▸ Task to complete
Return each line of the listing that follows in which the string "setting" can be found.

==========

Issue #42, opened 2017-08-17
Fix cameraOverlay asset on Landscape


kikettas:
Fix cameraOverlay asset when the device is on landscape

Issue #41, opened 2017-08-16
Adapt UI for tablets


kikettas:
Add or update views, layouts and assets to for the larger screens.

PR #43, opened 2017-08-17
Adapt UI for iPad

kikettas:
Extended the library to support tablets.

Enable rotation on iPad, added iPad constraints on CameraViewController, set default previewView orientation on iPad, and added cameraOverlay image rotation.

### How to test
Execute the tests on a tablet and on a phone.

### Merging
Automatic.

### Ticket
#41, #42, #44, #47


kikettas:
I have not finished, I found a bug on the OnboardingViewController

Example/GiniVision.xcodeproj/project.pbxproj
```diff
@@ -360,6 +360,7 @@
 						CreatedOnToolsVersion = 6.3.1;
 						DevelopmentTeam = JA825X8F7Z;
 						LastSwiftMigration = 0810;
+						ProvisioningStyle = Automatic;
```
nsobadjiev: What are all these changes in the project file?

Example/Podfile.lock
```diff
@@ -7,7 +7,7 @@ PODS:
   - Bolts/Tasks (1.1.5)
   - Gini-iOS-SDK (0.3.2):
     - Bolts (~> 1.1.0)
-  - GiniVision (3.0.4)
+  - GiniVision (3.0.5)
```
nsobadjiev: Why did you change the version now?

GiniVision/Classes/CameraViewController.swift
```diff
@@ -68,11 +69,19 @@ public typealias CameraErrorBlock = (_ error: CameraError) -> ()
...
+                                           UIDeviceOrientation.landscapeRight: AVCaptureVideoOrientation.landscapeLeft,
+                                           UIDeviceOrientation.landscapeLeft: AVCaptureVideoOrientation.landscapeRight,
+                                           UIDeviceOrientation.portraitUpsideDown: AVCaptureVideoOrientation.portraitUpsideDown]
+    
     
     // Properties
     fileprivate var camera: Camera?
     fileprivate var cameraState = CameraState.notValid
     
+
```
nsobadjiev: Why a second empty line? We don't usually do this.

GiniVision/Classes/CameraViewController.swift
```diff
@@ -84,7 +93,10 @@ public typealias CameraErrorBlock = (_ error: CameraError) -> ()
         return UIImageNamedPreferred(named: "cameraCaptureButtonActive")
     }
     fileprivate var cameraOverlayImage: UIImage? {
-        return UIImageNamedPreferred(named: "cameraOverlay")
+        guard let image = UIImageNamedPreferred(named: "cameraOverlay"), let cgImage = image.cgImage else{
```
nsobadjiev: Isn't the cameraOverlay image too small to scale it up to iPad sizes? Doesn't it get blurry?

Ideally, I'd like to remove it and add the rectangle programmatically. We can copy the code from GiniSwitch.

The problem is that the image is also customisable for clients so we need a major version update to fix it. @a-szotyori , do you think  we can do it now or in the near future?

GiniVision/Classes/CameraViewController.swift
```diff
@@ -131,13 +143,15 @@ public typealias CameraErrorBlock = (_ error: CameraError) -> ()
         if let validCamera = camera {
             cameraState = .valid
             previewView.session = validCamera.session
-            (previewView.layer as! AVCaptureVideoPreviewLayer).videoGravity = AVLayerVideoGravityResizeAspect
+            (previewView.layer as! AVCaptureVideoPreviewLayer).videoGravity = AVLayerVideoGravityResizeAspectFill
```
nsobadjiev: Are you sure about this `AVLayerVideoGravityResizeAspectFill`?

GiniVision/Classes/CameraViewController.swift
```diff
@@ -194,14 +209,12 @@ public typealias CameraErrorBlock = (_ error: CameraError) -> ()
...
-        // in UIDeviceOrientation and AVCaptureVideoOrientation. Refer to their documentaion for more info
-        let orientationsMapping = [UIDeviceOrientation.portrait: AVCaptureVideoOrientation.portrait,
-                                   UIDeviceOrientation.landscapeRight: AVCaptureVideoOrientation.landscapeLeft,
-                                   UIDeviceOrientation.landscapeLeft: AVCaptureVideoOrientation.landscapeRight,
-                                   UIDeviceOrientation.portraitUpsideDown: AVCaptureVideoOrientation.portraitUpsideDown]
+        
         let orientation = UIDevice.current.orientation
         (previewView.layer as? AVCaptureVideoPreviewLayer)?.connection?.videoOrientation = orientationsMapping[orientation]!
+        
+        // Set cameraOverlay image once device has rotated
```
nsobadjiev: This comment doesn't give me much information. I know you're setting the image, but it doesn't explain why.

Either remove it, or write an explanation.

GiniVision/Classes/CameraViewController.swift
```diff
@@ -194,14 +209,12 @@ public typealias CameraErrorBlock = (_ error: CameraError) -> ()
...
+        cameraOverlay.image = cameraOverlayImage
```
nsobadjiev: This means that every time you rotate, a new image is generated. It's not ideal.

Also, it's kind of a side effect. You are setting the image, which would normally make no difference, but you are using the side effect of the getter always generating a new image and considering the device orientation.

GiniVision/Classes/CameraViewController.swift
```diff
@@ -241,7 +254,7 @@ public typealias CameraErrorBlock = (_ error: CameraError) -> ()
             if GiniConfiguration.DEBUG {
                 // Retrieve image from default image view to make sure image was set and therefor the correct states were checked before.
                 if let image = self.defaultImageView?.image,
-                   let imageData = UIImageJPEGRepresentation(image, 0.2) {
+                    let imageData = UIImageJPEGRepresentation(image, 0.2) {
```
nsobadjiev: This space here displeases me.

GiniVision/Classes/CameraViewController.swift
```diff
@@ -303,60 +316,86 @@ public typealias CameraErrorBlock = (_ error: CameraError) -> ()
...
-        let superview = self.view
-        
-        // Preview view
+        addPreviewViewConstraints()
+        addCameraOverlayConstraints()
+        addControlsViewConstraints()
+        addCaptureButtonConstraints()
+    }
+    
+    fileprivate func addPreviewViewConstraints(){
```
nsobadjiev: Usually we put a space between the ")" and "{". I'd prefer it if you did the same to keep it consistent.

GiniVision/Classes/CameraViewController.swift
```diff
@@ -303,60 +316,86 @@ public typealias CameraErrorBlock = (_ error: CameraError) -> ()
...
-        
-        // required constraints - make sure the preview doesn't expand into other views or off-screen
-        ConstraintUtils.addActiveConstraint(item: superview!, attribute: .bottom, relatedBy: .greaterThanOrEqual, toItem: previewView, attribute: .bottom, multiplier: 1, constant: 0, priority: 1000)
-        ConstraintUtils.addActiveConstraint(item: previewView, attribute: .left, relatedBy: .greaterThanOrEqual, toItem: superview, attribute: .left, multiplier: 1, constant: 0, priority: 1000)
-        ConstraintUtils.addActiveConstraint(item: superview!, attribute: .right, relatedBy: .greaterThanOrEqual, toItem: previewView, attribute: .right, multiplier: 1, constant: 0, priority: 1000)
-        
-        ConstraintUtils.addActiveConstraint(item: previewView, attribute: .width, relatedBy: .equal, toItem: previewView, attribute: .height, multiplier: 3/4, constant: 0)
-        ConstraintUtils.addActiveConstraint(item: previewView, attribute: .centerX, relatedBy: .equal, toItem: superview, attribute: .centerX, multiplier: 1, constant: 0)
+        if UIDevice.current.userInterfaceIdiom == .pad{
```
nsobadjiev: This check for tablet or phone is a bit ugly. I'm not sure we can do it in any other way, but there might be. Can you try to think of an alternative?

GiniVision/Classes/CameraViewController.swift
```diff
@@ -303,60 +316,86 @@ public typealias CameraErrorBlock = (_ error: CameraError) -> ()
...
+            ConstraintUtils.addActiveConstraint(item: previewView, attribute: .top, relatedBy: .equal, toItem: self.view, attribute: .top, multiplier: 1, constant: 0)
+            ConstraintUtils.addActiveConstraint(item: previewView, attribute: .bottom, relatedBy: .equal, toItem: self.view, attribute: .bottom, multiplier: 1, constant: 0)
+            ConstraintUtils.addActiveConstraint(item: previewView, attribute: .leading, relatedBy: .equal, toItem: self.view, attribute: .leading, multiplier: 1, constant: 0)
+            ConstraintUtils.addActiveConstraint(item: previewView, attribute: .trailing, relatedBy: .equal, toItem: controlsView, attribute: .leading, multiplier: 1, constant: 0)
+        }else{
```
nsobadjiev: Again, we tend to put spaces between "else" statements.

GiniVision/Classes/CameraViewController.swift
```diff
@@ -303,60 +316,86 @@ public typealias CameraErrorBlock = (_ error: CameraError) -> ()
...
         cameraOverlay.translatesAutoresizingMaskIntoConstraints = false
+        
         // All constraints here have a priority less than required to make sure they don't get broken
         // when the view gets too small
-        ConstraintUtils.addActiveConstraint(item: cameraOverlay, attribute: .top, relatedBy: .equal, toItem: previewView, attribute: .top, multiplier: 1, constant: 0, priority: 999)
+        ConstraintUtils.addActiveConstraint(item: cameraOverlay, attribute: .top, relatedBy: .equal, toItem: previewView, attribute: .top, multiplier: 1, constant: 23, priority: 999)
         ConstraintUtils.addActiveConstraint(item: cameraOverlay, attribute: .trailing, relatedBy: .equal, toItem: previewView, attribute: .trailing, multiplier: 1, constant: -23, priority: 999)
-        ConstraintUtils.addActiveConstraint(item: cameraOverlay, attribute: .bottom, relatedBy: .equal, toItem: previewView, attribute: .bottom, multiplier: 1, constant: 0, priority: 999)
+        ConstraintUtils.addActiveConstraint(item: cameraOverlay, attribute: .bottom, relatedBy: .equal, toItem: previewView, attribute: .bottom, multiplier: 1, constant: -23, priority: 999)
```
nsobadjiev: Why is this change from 0 to 23?

Example/Dev-Config.xcconfig
```diff
@@ -1,2 +1,2 @@
 #include "Dev-Keys.xcconfig"
-GCC_PREPROCESSOR_DEFINITIONS = $(inherited) GINI_CLIENT_ID=@\"$(GINI_CLIENT_ID)\" GINI_CLIENT_SECRET=@\"$(GINI_CLIENT_SECRET)\"
\ No newline at end of file
+GCC_PREPROCESSOR_DEFINITIONS = $(inherited) GINI_CLIENT_ID=@\"$(GINI_CLIENT_ID)\" GINI_CLIENT_SECRET=@\"$(GINI_CLIENT_SECRET)\"
```
nsobadjiev: It might be my personal preferences, but before I commit, I always check all the changes and remove changes like that. They make it distracting when you're trying to review the code later because you don't only see the important changes but also loads of "noise".

GiniVision/Classes/CameraViewController.swift
```diff
@@ -50,12 +50,13 @@ public typealias CameraErrorBlock = (_ error: CameraError) -> ()
...
  - note: Component API only.
  */
+
 @objc public final class CameraViewController: UIViewController {
     
     /**
-    Image view used to display a camera overlay like corners or a frame.
-    Use public methods `showCameraOverlay` and `hideCameraOverlay` to control visibility of overlay.
-    */
+     Image view used to display a camera overlay like corners or a frame.
```
nsobadjiev: What are all these extra spaces everywhere in this file?

Example/GiniVision.xcodeproj/project.pbxproj
kikettas: I think it has been generated automatically when I used Gini provisioning profile. Does it need to be manual rather than automatic for non-release purposes?

Example/Podfile.lock
kikettas: I did not change it, I just run `pod install` so maybe it took the last version

GiniVision/Classes/CameraViewController.swift
a-szotyori: I can create higher resolution images for the iPad from the photoshop assets file (as I did for Android). 

I prefer continuing using images to be consistent. Clients would only need to provide new iPad images, which can be expected when updating to support iPads.

GiniVision/Classes/CameraViewController.swift
kikettas: In the code there isn't that space, weird...

GiniVision/Classes/CameraViewController.swift
kikettas: Yes, I'm sorry... fixed

GiniVision/Classes/CameraViewController.swift
```diff
@@ -131,13 +143,15 @@ public typealias CameraErrorBlock = (_ error: CameraError) -> ()
         if let validCamera = camera {
             cameraState = .valid
             previewView.session = validCamera.session
-            (previewView.layer as! AVCaptureVideoPreviewLayer).videoGravity = AVLayerVideoGravityResizeAspect
+            (previewView.layer as! AVCaptureVideoPreviewLayer).videoGravity = AVLayerVideoGravityResizeAspectFill
+            (previewView.layer as! AVCaptureVideoPreviewLayer).connection?.videoOrientation = UIDevice.current.userInterfaceIdiom == .pad ?
+                orientationsMapping[UIDevice.current.orientation] ?? .portrait :
+                .portrait
```
a-szotyori: I prefer clarity over brevity, because imho the time you save writing this someone will spend in the future and with interest.

I recommend using a method to set the video orientation where the logic is made easy to read with if conditional.

I like the elvis operator, but how can it happen that the orientationsMapping does not have a corresponding item for the device orientation?

GiniVision/Classes/CameraViewController.swift
kikettas: I think so, because otherwise the previewView shows black spaces on the sides when it is on portrait mode, and it does not look very good. The image taken is good and the extractions are the same.

GiniVision/Classes/CameraViewController.swift
```diff
@@ -303,60 +316,86 @@ public typealias CameraErrorBlock = (_ error: CameraError) -> ()
...
-        ConstraintUtils.addActiveConstraint(item: controlsView, attribute: .top, relatedBy: .equal, toItem: previewView, attribute: .bottom, multiplier: 1, constant: 0, priority: 750)
-        ConstraintUtils.addActiveConstraint(item: controlsView, attribute: .trailing, relatedBy: .equal, toItem: superview, attribute: .trailing, multiplier: 1, constant: 0)
-        ConstraintUtils.addActiveConstraint(item: controlsView, attribute: .bottom, relatedBy: .equal, toItem: superview, attribute: .bottom, multiplier: 1, constant: 0)
-        ConstraintUtils.addActiveConstraint(item: controlsView, attribute: .leading, relatedBy: .equal, toItem: superview, attribute: .leading, multiplier: 1, constant: 0)
-        ConstraintUtils.addActiveConstraint(item: controlsView, attribute: .height, relatedBy: .greaterThanOrEqual, toItem: captureButton, attribute: .height, multiplier: 1.1, constant: 0)
-        
-        // Capture button
+    }
+    
+    fileprivate func addCaptureButtonConstraints(){
```
a-szotyori: Space: the final frontier ... or what to put before curly brackets ... 🖖

GiniVision/Classes/CameraViewController.swift
a-szotyori: I agree with Nikola, the intent is not clear. You could use a method like `cameraOverlayImageForOrientation(orientation)` (adapt the name to swift conventions ;) )

Also to avoid image creation you should cache the images for portrait and landscape.

GiniVision/Classes/CameraViewController.swift
kikettas: Displeases me too, but It is Xcode indentation not a white space.

GiniVision/Classes/GiniNavigationViewController.swift
```diff
@@ -42,7 +42,7 @@ internal extension GiniNavigationViewController {
     }
     
     override var supportedInterfaceOrientations : UIInterfaceOrientationMask {
-        return UIInterfaceOrientationMask.portrait
+        return UIDevice.current.userInterfaceIdiom == .pad ? .all : .portrait
```
a-szotyori: We have an `Extensions.swift` file, you should add `UIDevice.current.userInterfaceIdiom == .pad` (or the solution for detecting iPads) into a helper method (`isiPad()`?) there.

GiniVision/Classes/CameraViewController.swift
kikettas: It was not ugly for me, but I came up with a shorter solution.

GiniVision/Classes/CameraViewController.swift
kikettas: Because it had not any space with both the top and the bottom and it did not look very consistent.

GiniVision/Classes/GiniNavigationViewController.swift
kikettas: That was actually what came up to my mind and added an hour ago :)

kikettas:
I finished with the changes you requested. I fixed also an issue with NotAuthorizedView (appears when there is no camera).

@a-szotyori @nsobadjiev

GiniVision/Classes/Camera.swift
```diff
@@ -66,10 +66,11 @@ internal class Camera {
                 return completion({ _ in throw CameraError.noInputDevice })
             }
             // Set the orientation accoding to the current orientation of the device
+            
             if let orientation = AVCaptureVideoOrientation(self.motionManager.currentOrientation) {
                 connection.videoOrientation = orientation
             } else {
-                connection.videoOrientation = .portrait
+                connection.videoOrientation = AVCaptureVideoOrientation(UIApplication.shared.statusBarOrientation)
```
nsobadjiev: having a dependency on `UIApplication` is not ideal, IMHO. Also, this is the status bar orientation, not the device orientation. I don't remember correctly, but I think there might be a case when this is not 100% what you want.

GiniVision/Classes/CameraViewController.swift
```diff
@@ -71,11 +71,16 @@ public typealias CameraErrorBlock = (_ error: CameraError) -> ()
     fileprivate var defaultImageView: UIImageView?
     // note that in the mapping left and right are reversed. That's because landscape values have different meanings
     // in UIDeviceOrientation and AVCaptureVideoOrientation. Refer to their documentaion for more info
-    fileprivate let orientationsMapping = [UIDeviceOrientation.portrait: AVCaptureVideoOrientation.portrait,
+    fileprivate let deviceOrientationsMapping = [UIDeviceOrientation.portrait: AVCaptureVideoOrientation.portrait,
                                            UIDeviceOrientation.landscapeRight: AVCaptureVideoOrientation.landscapeLeft,
                                            UIDeviceOrientation.landscapeLeft: AVCaptureVideoOrientation.landscapeRight,
                                            UIDeviceOrientation.portraitUpsideDown: AVCaptureVideoOrientation.portraitUpsideDown]
     
+    fileprivate let interfaceOrientationsMapping = [UIInterfaceOrientation.portrait: AVCaptureVideoOrientation.portrait,
```
nsobadjiev: Why are BOTH of these two arrays necessary? 
Was it because there was a mismatch between landscape left and right on iPad?

Since this is becoming bigger and bigger, maybe it makes sense to extract it somewhere?

GiniVision/Classes/CameraViewController.swift
```diff
@@ -95,7 +100,12 @@ public typealias CameraErrorBlock = (_ error: CameraError) -> ()
         guard let image = cameraOverlayImage, let cgImage = image.cgImage else {
             return nil
         }
-        return UIImage(cgImage: cgImage , scale: 1.0, orientation: UIDevice.current.orientation.isLandscape ? .right : UIImageOrientation.up)
+        if UIDevice.current.orientation.isFlat {
+            return UIImage(cgImage: cgImage , scale: 1.0, orientation: UIApplication.shared.statusBarOrientation.isLandscape ? .right : UIImageOrientation.up)
+        } else{
```
nsobadjiev: always with these spaces ;(

GiniVision/Classes/CameraViewController.swift
```diff
@@ -95,7 +100,12 @@ public typealias CameraErrorBlock = (_ error: CameraError) -> ()
...
+            return UIImage(cgImage: cgImage , scale: 1.0, orientation: UIDevice.current.orientation.isLandscape ? .right : UIImageOrientation.up)
```
nsobadjiev: Duplicates the return statement above. Only the orientation is different.

GiniVision/Classes/CameraViewController.swift
```diff
@@ -95,7 +100,12 @@ public typealias CameraErrorBlock = (_ error: CameraError) -> ()
         guard let image = cameraOverlayImage, let cgImage = image.cgImage else {
             return nil
         }
-        return UIImage(cgImage: cgImage , scale: 1.0, orientation: UIDevice.current.orientation.isLandscape ? .right : UIImageOrientation.up)
+        if UIDevice.current.orientation.isFlat {
+            return UIImage(cgImage: cgImage , scale: 1.0, orientation: UIApplication.shared.statusBarOrientation.isLandscape ? .right : UIImageOrientation.up)
```
nsobadjiev: Why does one return statement use the status bar orientation and the other, the device orientation?

GiniVision/Classes/CameraViewController.swift
```diff
@@ -95,7 +100,12 @@ public typealias CameraErrorBlock = (_ error: CameraError) -> ()
         guard let image = cameraOverlayImage, let cgImage = image.cgImage else {
             return nil
         }
-        return UIImage(cgImage: cgImage , scale: 1.0, orientation: UIDevice.current.orientation.isLandscape ? .right : UIImageOrientation.up)
+        if UIDevice.current.orientation.isFlat {
```
nsobadjiev: Why does it matter if the device is face up or face down?

GiniVision/Classes/CameraViewController.swift
a-szotyori: If the statusBarOrientation delivers correct results for the UI all the time, we should use only that.

GiniVision/Classes/CameraViewController.swift
```diff
@@ -210,7 +220,7 @@ public typealias CameraErrorBlock = (_ error: CameraError) -> ()
         super.viewWillTransition(to: size, with: coordinator)
         
         let orientation = UIDevice.current.orientation
-        (previewView.layer as? AVCaptureVideoPreviewLayer)?.connection?.videoOrientation = orientationsMapping[orientation]!
+        (previewView.layer as? AVCaptureVideoPreviewLayer)?.connection?.videoOrientation = deviceOrientationsMapping[orientation] ?? interfaceOrientationsMapping[UIApplication.shared.statusBarOrientation]!
```
nsobadjiev: I really don't understand these orientation things. Also, another dependency on UIApplication.

a-szotyori: Here, too, we should only use the statusBarOrientation (and interfaceOrientationsMapping) if there is no case where it delivers erronous results.

GiniVision/Classes/CameraViewController.swift
```diff
@@ -283,7 +293,11 @@ public typealias CameraErrorBlock = (_ error: CameraError) -> ()
     
     fileprivate func getVideoOrientation(forDeviceOrientation orientation:UIDeviceOrientation) -> AVCaptureVideoOrientation{
         if UIDevice.current.isIpad {
-            return orientationsMapping[UIDevice.current.orientation] ?? .portrait
+            if UIDevice.current.orientation.isFlat { // This only could happen on initialization
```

==========

▸ Task output
nsobadjiev: This comment doesn't give me much information. I know you're setting the image, but it doesn't explain why.
Also, it's kind of a side effect. You are setting the image, which would normally make no difference, but you are using the side effect of the getter always generating a new image and considering the device orientation.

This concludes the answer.